* **WHAT TO DO**:
Word for word, print the entries that follow.

* **DATA SHOWN**:
══════════
PR #1597, opened 2026-08-13
refactor(board): migrate to @fiestaboard/ui's BoardDisplay, and mark Standard as the default flip speed

### LINKED ISSUE #1550: Expose board transition speed as a user setting (FiestaUI flapSpeed)
FiestaUI now exposes split-flap transition speed as a prop, so this can become a real user setting.

## What shipped upstream

`@fiestaboard/ui` **v2.1.1** (Fiestaboard/FiestaUI#189, closing FiestaUI#178) added a `flapSpeed` prop to `BoardDisplay`:

```ts
flapSpeed?: "hardware" | "quick" | "standard" | "relaxed" | { durationMs: number }

FLAP_SPEED_PRESETS = {
  hardware: 16,   // the device's own rate: 60 RPM x 62 flaps = 16.1ms/flap
  quick:    48,
  standard: 80,   // default — unchanged from every previous version
  relaxed: 130,
}
```

`standard` is the default, so nothing changes until a user opts in. The escape hatch is a tagged object (`{ durationMs }`) so it can never be confused with a preset, and the value is clamped to [8, 2000].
══════════
* **TASK RESULT**:
PR #1597, opened 2026-08-13
refactor(board): migrate to @fiestaboard/ui's BoardDisplay, and mark Standard as the default flip speed

### LINKED ISSUE #1550: Expose board transition speed as a user setting (FiestaUI flapSpeed)
FiestaUI now exposes split-flap transition speed as a prop, so this can become a real user setting.

## What shipped upstream

`@fiestaboard/ui` **v2.1.1** (Fiestaboard/FiestaUI#189, closing FiestaUI#178) added a `flapSpeed` prop to `BoardDisplay`:

```ts
flapSpeed?: "hardware" | "quick" | "standard" | "relaxed" | { durationMs: number }

FLAP_SPEED_PRESETS = {
  hardware: 16,   // the device's own rate: 60 RPM x 62 flaps = 16.1ms/flap
  quick:    48,
  standard: 80,   // default — unchanged from every previous version
  relaxed: 130,
}
```

`standard` is the default, so nothing changes until a user opts in. The escape hatch is a tagged object (`{ durationMs }`) so it can never be confused with a preset, and the value is clamped to [8, 2000].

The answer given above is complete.